According to reports of the Observation Network, the average of the national participation was 21%, being Táchira the state with most participating, 35%, and Aragua with the least, 9%. The low presence of witnesses in the polling stations remained during the closure of the centers in municipalities such as Sucre, Chacao and Libertador, where the lines were too short or there were no voters waiting to vote, contrary to previous elections or the 2015 parliamentary elections. According to the reports received by the organization, the abstention reached over 70% at 4:00 pm. However, the government's National Electoral Council has estimated that 47.32% of people eligible to vote did so.

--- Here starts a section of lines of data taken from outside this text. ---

PR #1286, opened 2022-05-31
Add a rediirect for the /pulp/ api endpoints when they are not set to the default.

newswangerd:
… 
Issue: AAH-1646


galaxy_ng/app/urls.py
```diff
@@ -47,6 +47,14 @@
     path("healthz", views.health_view),
 ]
 
+if settings.get("API_ROOT") != "/pulp/":
```
awcrosby, line 50: do we need this conditional since we made this not user-configurable?

newswangerd: I like to cover the bases, but probably not

PR #1289, opened 2022-05-31
Update README's openapi spec url.

jctanner:
#### What is this PR doing:
```
speaking of galaxy_ng, I tried to look at the open API spec listed in the readme and the link is broken
seems like it was removed in some PR because it was out of date and the app auto-generates one at runtime
but for someone not running it, there's now no way to view it, and the readme still has that broken link
would've opened an issue, but that customized jira instance hosting the issues is um... super hard to interact with, sorry
```
#### Notes: 

### DIFF
--- a/README.md
+++ b/README.md
@@ -14,7 +14,7 @@ To learn more about Pulp, [view the Pulp project page](https://pulpproject.org/)
 
 ## OpenAPI Spec
 
-View the latest version of the spec by [clicking here](https://petstore.swagger.io/?url=https://raw.githubusercontent.com/ansible/galaxy_ng/master/openapi/openapi.yaml).
+View the latest version of the spec by [clicking here](https://console.redhat.com/api/automation-hub/v3/openapi.yaml).
 
 ## Contributing
 


README.md
```diff
@@ -14,7 +14,7 @@ To learn more about Pulp, [view the Pulp project page](https://pulpproject.org/)
 
 ## OpenAPI Spec
 
-View the latest version of the spec by [clicking here](https://petstore.swagger.io/?url=https://raw.githubusercontent.com/ansible/galaxy_ng/master/openapi/openapi.yaml).
+View the latest version of the spec by [clicking here](https://console.redhat.com/api/automation-hub/v3/openapi.yaml).
```
rochacbruno, line 17: Not sure if we want to mention `CRC` in the upstream as a docs resource.

We have talked about replacing all the `automation-hub` references from upstream repo and use only `galaxy_ng`

So looks like we need to publish the open api spec somewhere else.

Ideally we would generate the openapi-spec as a static site and publish with the docs we have.

awcrosby (changes requested):
In the readme we can be explicit saying it is only generated at runtime, so at least is accurate, since we do not have a publicly published one. We should have an issue to generate an openapi spec and publish in docs or swagger.

newswangerd (commented):
+1 to not linking to c.rh.c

According to Domingo Mujica, the ROE national coordinator, violations of the companion voting rule were detected in 15% on a national scale, use of public funds to mobilize voters in 16%, that 10% of the centers reported technical failures with the voting machines and that there were incidents in 5% of the stations. Other irregularities denounced by the specialists were the disproportionate use of political propaganda near polling stations and the use of the Carnet de la Patria as a coercion method of the voter. Ignacio Ávalos, director of the OEV, indicated that the delay in the opening was also due to the fact that in several centers the voters refused to volunteer. According to the Observation Network, approximately 48% of the polling stations throughout the country had to be constituted by accidental members and 45% of the polling stations had no witnesses.

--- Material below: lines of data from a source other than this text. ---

PR #1290, opened 2022-06-01
Rm synclist code AAH-1556

alikins:
#### What is this PR doing:

Remove all usage of SyncList.repository and SyncList.upstream_repository  and remove leftover synclist code

Issue: AAH-1556

#### Notes: 

### DIFF
--- a/galaxy_ng/app/api/v3/viewsets/collection.py
+++ b/galaxy_ng/app/api/v3/viewsets/collection.py
@@ -267,7 +267,8 @@ class CollectionVersionMoveViewSet(api_base.ViewSet):
         response_data = {
             "copy_task_id": None,
             "remove_task_id": None,
-            # Preserve after synclist removal for client compat -akl
+            # Can be removed once all synclist stuff is remove
+            # and client compat isnt a concern -akl
             "curate_all_synclist_repository_task_id": None,
         }
         golden_repo = settings.get("GALAXY_API_DEFAULT_DISTRIBUTION_BASE_PATH", "published")
--- a/galaxy_ng/tests/integration/utils.py
+++ b/galaxy_ng/tests/integration/utils.py
@@ -383,7 +383,7 @@ def set_certification(client, collection):
         assert 'remove_task_id' in job_tasks
 
         # wait for each unique task to finish ...
-        for key in ['copy_task_id', 'curate_all_synclist_repository_task_id', 'remove_task_id']:
+        for key in ['copy_task_id', 'remove_task_id']:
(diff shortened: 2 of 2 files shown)


galaxy_ng/app/auth/auth.py
```diff
@@ -65,58 +60,15 @@ def authenticate(self, request):
...
         return group, created
 
-    def _ensure_synclists(self, group):
-        with transaction.atomic():
-            # check for existing synclists
-            perms = ['galaxy.view_synclist']
-
-            synclists_owned_by_group = \
-                shortcuts.get_objects_for_group(group, perms, klass=SyncList,
-                                                any_perm=False, accept_global_perms=True)
```
awcrosby, line 86: The SyncList object is still being used on CRC. We are only removing the SyncList.repository and the curation of those repos.

galaxy_ng/tests/integration/api/test_synclist.py
```diff
@@ -1,165 +0,0 @@
-"""test_synclist.py - Test related to synclists."""
```
awcrosby, line 1: We'll want to keep all of these tests

awcrosby (changes requested):

galaxy_ng/app/settings.py
```diff
@@ -40,10 +40,6 @@
 GALAXY_API_STAGING_DISTRIBUTION_BASE_PATH = "staging"
 GALAXY_API_REJECTED_DISTRIBUTION_BASE_PATH = "rejected"
 
-# The format for the name of the per account synclist, and the
-# associated repository, distribution, and distribution base_paths
```
awcrosby, line 44: Still needed, so think just need to remove `repository` from the code comment

galaxy_ng/app/settings.py
```diff
@@ -40,10 +40,6 @@
...
-GALAXY_API_SYNCLIST_NAME_FORMAT = "{account_name}-synclist"
```
awcrosby, line 45: This is still used in auth.py, so we want to keep this setting. We do need to make sure auth.py `_ensure_synclists` does not call `_ensure_repository` which creates a synclist repo

awcrosby (changes requested):
Added some comments.

galaxy_ng/app/settings.py
awcrosby: We also need to remove `_ensure_repository` from auth/auth.py so we do not create synclist repos anymore

It would also be good to do a general sweep of the code to make sure we are not looking up synclist repos anywhere

PR #1291, opened 2022-06-02
Add make commands for functional tests.

newswangerd:
No-Issue

## Instructions

Create a new python virtual environment and activate it.

```
python3 -m venv venv/

source venv/bin/activate
```

Clone [pulp open api generator](https://github.com/pulp/pulp-openapi-generator) into the directory above galaxy_ng as well as any other pulp plugins you want to test (such as pulp_ansible or galaxy_ng). The parent dir should look something like this:

```
..
├── ansible-hub-ui
├── galaxy-importer
├── galaxy_ng
├── pulp-openapi-generator
├── pulp_ansible
├── pulp_container
└── pulpcore
```

With the `./compose up` environment running, run the following make commands from the galaxy_ng project:

NOTE: Pulp smash will ask you for your password to inspect the containers.

```
# Install the test dependencies and bindings.
make test/functional/install_requirements PLUGIN=pulp_ansible

# Run the tests
make test/functional/run PLUGIN=pulp_ansible FLAGS="-k test_download_with_content_guard"
```

After making any changes to the API (this includes query parameters, serializers, routes etc) you'll need to rebuild the pulp bindings:

```
make test/functional/generate_client PLUGIN=pulp_ansible
```

Notes:
- `PLUGIN` is required on each of these make commands and should be the name of the git checkout for the plugin. `pulpcore`, `galaxy_ng`, `pulp_ansible` and `pulp_container` should work.
- `test/functional/run` takes and optional `FLAGS` argument that allows the user to pass pytest flags to pytest. A handy one is `-k name_of_my_test` which allows the user to run any test that match the given name.

### DIFF
--- a/Makefile
+++ b/Makefile
@@ -243,3 +243,17 @@ docs/build:
 
 docs/serve:
 	@mkdocs serve
+
+.PHONY: test/functional/generate_client
+test/functional/generate_client:         ## Opens bash session in the api container
+	./dev/pulp_smash/generate_client.sh $(PLUGIN)
+
+.PHONY: test/functional/install_requirements
+test/functional/install_requirements:         ## Opens bash session in the api container
+	./dev/pulp_smash/generate_client.sh pulpcore
+	./dev/pulp_smash/generate_client.sh $(PLUGIN)
+	./dev/pulp_smash/install_requirements.sh $(PLUGIN)
+
+.PHONY: test/functional/run
+test/functional/run:         ## Opens bash session in the api container
+	./dev/pulp_smash/run_functional_tests.sh $(PLUGIN) $(FLAGS)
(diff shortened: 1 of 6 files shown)


Makefile
```diff
@@ -243,3 +243,17 @@ docs/build:
 
 docs/serve:
 	@mkdocs serve
+
+.PHONY: test/functional/generate_client
+test/functional/generate_client:         ## Opens bash session in the api container
```
newswangerd, line 248: Note to self to fix the comments here

brumik:
After installing some missing packages on my Ubuntu this ran just fine (some test with signing fail but I think you need to add more setup for those?)

brumik:
Actually as I was going trough, all tests in the `cli` are failing for `pulp_ansible`. It seems like the cause of the error is `Unauthorized`.

newswangerd:
No longer needed now that we have OCI Env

There were complaints of voting centers in the Libertador municipality of Caracas where "red points" were installed for the verification of the voter's Carnet de la Patria and where propaganda in favor of the pro-government candidates was shown, an act forbidden during the electoral processes prohibited act during the electoral processes. Despite that Jorge Rodríguez clarified that only the identity card was needed to vote, president Nicolás Maduro, vicepresident Tareck El Aissami and Rodríguez encouraged voters to vote with the Carnet de la Patria. In an afternoon press conference, Jorge Rodríguez assured that those who voted in the municipal elections and registered their participation in the tricolor points with the Carnet de la Patria "would receive a gift".

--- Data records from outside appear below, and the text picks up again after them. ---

PR #1310, opened 2022-06-08
Add upload statements to insights

rochacbruno:
Issue: AAH-1700


rochacbruno:
@awcrosby we have to test manually now, and later enable the tests, this tests needs the adjusts to use different user profiles and auth, also the tests are using requests to make api calls directly and that is implemented only for local/standalone urls.

awcrosby (approved):

PR #1437, opened 2026-01-29
Transparent background support

Hummer12007:
⚠️  **DISCLAIMER**: When setting an RGBA background color, beware that iced may (or may not) use premultiplied alpha for RGBA. This means that you should manually multiply the colors by the alpha if they feel odd for correct rendering.

**Example**: To get #181818CC you should use #131313CC in your theme
(CC corresponds to alpha of 0.8, and 0x18 * 0.8 = 0x13)

### DIFF
--- a/CHANGELOG.md
+++ b/CHANGELOG.md
@@ -6,6 +6,7 @@ Added:
 - Setting to adjust inner spacing and outer padding for panes (`pane.gap.inner`, `pane.gap.outer`)
 - Setting to style unread query buffers as highlights in the sidebar (`sidebar.unread_indicator.query_as_highlight`)
 - Settings to configure card and imagge preview dimensions 
+- Support for transparent background.
 
 Fixed:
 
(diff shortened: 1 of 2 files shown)


casperstorm:
@hecrj do iced always use pre-multiplied alpha? wondering if my https://github.com/squidowl/halloy/pull/1437/commits/c8a60dbc40916233e24cefae1b35c6af69d4f6fc makes sense.

hecrj:
This isn't something that should be fixed from userspace.

Pre-multiplying manually will cause incorrect alpha blending, since you'd be mixing pre-multiplied and post-multiplied colors.

Hummer12007:
@hecrj aha, so it needs to be fixed in iced?

hecrj:
https://github.com/iced-rs/iced/commit/f1fc77dfb2d728ead65a5c28175f059db7ffb3e5 should make things consistent. No need to ask your users to pre-multiply.

Hummer12007:
Dropped the disclaimer after we fixed it in iced.

PR #1439, opened 2026-01-30
add request_attention to notification

### LINKED ISSUE #1034: [Feature Request] Urgency hint
Is it possible to set the UrgencyHint flag for the client window if someone highlights you or sends a private message?
I don't know about wayland-protocol but sway supports urgency for native wayland clients

Hummer12007:
fixes #1034

### DIFF
--- a/book/src/configuration/notifications/README.md
+++ b/book/src/configuration/notifications/README.md
@@ -102,8 +102,12 @@ show_toast = true
 
 ### request_attention
 
-Notification should request user attention for the window (aka urgency).
-Triggers only when the window is not focused.
+Notification should request user attention for its window (aka urgency).  Exact
+behavior is platform specific:
+
+  - macOS: Bounces the dock icon once.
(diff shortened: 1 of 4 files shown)


Hummer12007:
@casperstorm do you think show_toast should imply this by default?

andymandias (approved):
Thank you for tackling this @Hummer12007!

I made a few changes to utilize some of the existing structures in Halloy, but just one functional change:  the toast and request_attention settings have been decoupled.  In testing it seems that request behavior behavior varies pretty wildly by platform, and in some cases it can be quite disruptive (changing virtual desktops to the one that has the window, then bringing it into focus).  And in other cases it's arguably less disruptive than a toast (flashing in the task bar or bouncing a dock icon).  So, we think it's best to allow users to activate one and not the other.

Anything you want to add @casperstorm?

casperstorm (approved):
Tested and works great

PR #1444, opened 2026-01-30
Sidebar nicklist

Hummer12007:
Disabled by default. Should keep things as is when not enabled.


Hummer12007:
Needs to be improved a little first.

casperstorm:
First of all, I like the feature. Good job implementing it. However, I don’t like the way we are “hammering” more complexity into the current side menu. The side menu is already quite a sore point for me. For once the `position` makes it feel a little awkward.

I have talked with @andymandias about a way forward, and we came up with a new system which also makes the entire thing a little more "halloy-ish". It will, however require quite a big refactor. A refactor which you shoudn't feel forced to do, i don't mind picking it up.

The main idea is ~~simply~~ to add two new `pane_grid`. A vertical one, and a horizontal one. For lack of better name we could call them `pane_grid_horizontal` and `pane_grid_vertical` here. Their purpose is to display different panes;
 
* pane1: external buffers: servers, channels, queries
* pane2: internal buffers: logs, highlights, file transfers
* pane3: nicklist
* pane4: ...

We can persist position and pane types to the `dashboard.json` file like the current pane_grid of buffers. Then the user is free to choose, resize and move the panes around as they want.

Each pane, eg external buffer, needs to answer a question of "can i be displayed both horizontally or vertically?" and if so implement that logic. For those panes that doesnt work horizontally, eg nicklist, we can then display a "This pane isn't supported in horizntal mode"

Then at the end of the day we end up with something like (pesudo code)

```
pane_grid_vertical
position: left
panes: nicklist, internal buffers

pane_grid_horizontal
position: bottom
panes: external buffers
```

Problems with this as i can see is:

- We might run down a rabbit hole just to figure out it isnt worth it
- When you click a pane we "select" it - that is not always something we want eg when switching channels.

Benefits:

- Easy to expand with new panes, eg network meter for ping to server etc.

This is up for discussion. 

Untitled-2026-02-05-1009(1)

casperstorm:
I'll prototype a bit to see how it turns out, and to see if this is a viable way to go.

Hummer12007:
An important thing I wanted to account for here:
2 ways to display the nicklist:
- Inside a single scrollable with the buflist (for folks with a small number of channels wanting a neat look)
- A fixed split (e.g. 2/1) for folks idling in a lot of channels like me which don't even fit on a screen

casperstorm:
Not quite ready for this here.

PR #1446, opened 2026-01-31
Improved SAFELIST Utilization

andymandias:
Ensures SAFELIST parameter is checked regardless of method used to open the Channel Discovery pane.  To make it simpler to ignore the lack of SAFELIST, provide a button to send a LIST command regardless of SAFELIST status.

Also includes a couple minor visualization updates to the top row button in scroll_view, to better match button theming elsewhere.


casperstorm:
Works great for me. A small ux suggestion would be to maybe just drop the tooltip and update title and button to something like:

Title
> This server lacks SAFELIST support. Requesting channels may disconnect you.

Button
> Fetch channels

PR #1460, opened 2026-02-10
deduplicate clippy lints in Cargo.toml

auronandace:
Instead of specifying the lints for the workspace and repeating them we can just use the workspace lints with a simple single line in the `Cargo.toml`.


casperstorm (approved):
Nice! Thanks a lot.

Issue #202, opened 2023-09-08
Feature request: Shift-Return to create a newline


jtbx:
Hey, nice client. On some other IRC clients you can hold down Shift and press Return to create a newline in your message. When you press Return to send the message, each line will be individually sent as a new message. I think Halloy should have something like this as it allows a user to send multiple messages at once without being interrupted in a busy channel.

casperstorm:
> i heard this is possible now in iced, right?

Yes! This is possible with https://github.com/iced-rs/iced/pull/2123

nc7s:
It would also be great to be able to Ctrl/Cmd-Enter to send ;)

Issue #1032, opened 2025-06-18
Support IRCv3 Multiline


cyrneko:
Not to be confused with #613, support for IRCv3's [Multiline Messages](https://ircv3.net/specs/extensions/multiline) would be very nice to have, just as a quality-of-life thing

That's all :)

4e554c4c:
i would really like to see this

PR #1464, opened 2026-02-11
Enable multi-line send

### LINKED ISSUE #614: Feature request: paste multiline text
Following https://github.com/squidowl/halloy/discussions/613
Creating a Feature request as suggested by @casperstorm.

Hi! Like this app. I'm using it on MacOS latest version via package.

Can't find a way to send multi line text. E.g. I want to send a small piece of code of 4 lines, I have to send each line separately. In other clients there are options like paste.

### Suggested feature: ability to send/paste multiline text

There could be numerous implementations. What could be done:

1. Implementation of `input box` (small pop-up dialog) where one could paste the text and send it. Which can be called via key combination or via `right click` on `Send message...` input box.
2. An option with fetching current system buffer and populate an input box (`paste window`) with it.

Снимок экрана 2024-10-15 в 11 50 56

3. Option to send either `msg` or `notice`.

Снимок экрана 2024-10-15 в 11 50 36

4. Pasted text then could be sent by Halloy via independent messages:
Снимок экрана 2024-10-15 в 11 54 55

Thanks!

casperstorm:
Fixes #614, #202.

Adds multi line input support: `Shift+Enter` adds a new line, and `Enter` sends each line one by one. You can add a delay in between if needed.

### DIFF
--- a/data/src/capabilities.rs
+++ b/data/src/capabilities.rs
@@ -22,13 +22,13 @@ pub enum Capability {
     InviteNotify,
     LabeledResponse,
     MessageTags,
+    Multiline,
     MultiPrefix,
     ReadMarker,
     Sasl,
     ServerTime,
     Setname,
     UserhostInNames,
-    Multiline,
 }
 
 impl FromStr for Capability {


lc-guy:
Is there a desire to support [+draft/multiline](https://ircv3.net/specs/extensions/multiline), if the server supports it?

4e554c4c:
> Is there a desire to support [+draft/multiline](https://ircv3.net/specs/extensions/multiline), if the server supports it?

I would like to support this, probably after this lands. see #1032

src/buffer/input_view.rs
```diff
@@ -1647,6 +1392,520 @@ impl State {
...
+                            multiline_batch_kind = Some(line_batch_kind);
+                        }
+
+                        multiline_byte_count += line_bytes;
+                        multiline_byte_count > multiline.max_bytes
+                    } else {
+                        true
+                    }
+                })
+                .map_or(max_lines, |position| position.max(1))
```
casperstorm, line 1439: do we need to count `\n` as well?

andymandias: In place of counting line breaks I'm relying on `lines` to contain single lines (no line breaks) and `take` to limit the maximum number of lines we will batch.

PR #1466, opened 2026-02-11
create a shared text wrapper to always add line_height from config

casperstorm:
this was planned for #1430 but i forgot it...
idea is just to have a shared `widget::text` now so we don't forget the `line_height` moving forward.


andymandias (approved):
Haven't tested but looks good to me. Approach will need modification when font reload support is added, but we can cross that bridge when we come to it.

The coordinator of the electoral center of the Andrés Bello school in La Candelaria parish in Caracas denounced that the National Electoral Council did not hagive the credentials to the board members and witnesses who supported the candidate for mayor of the Libertador municipality Maribel Castillo, so they could not seal, sign or access the polling station, while they were delivered the night before to the representatives of the Patria Para Todos party and the United Socialist Party of Venezuela. In the Udón Pérez voting center, in Maracaibo, twenty motorcyclists with passengers verbally threatened voters and journalists, including Zulia state candidate Manuel Rosales, throwing explosives before retiring. In the Portuguesa state three persons were detained for attempting to illegally enter in a voting center. In the San Cristóbal and Junín municipalities in Táchira state there were three preventive detentions for the destruction of the electoral ballot and the damage of a voting machine, respectively.

==Public opinion==

| Date(s) conducted | Polling organization | Sample size | MUD | GPP | Undecided | Lead |
|---|---|---|---|---|---|---|
| 15–30 April 2017 | Hercon | 1,200 | 63.3% | 16.9% | 19.7% | 46.4% |

== Results ==
According to the results published by the National Electoral Council (CNE) on its website, the United Socialist Party and the Great Patriotic Pole obtained 306 municipalities, while the opposition and independents that participated obtained 29 municipalities.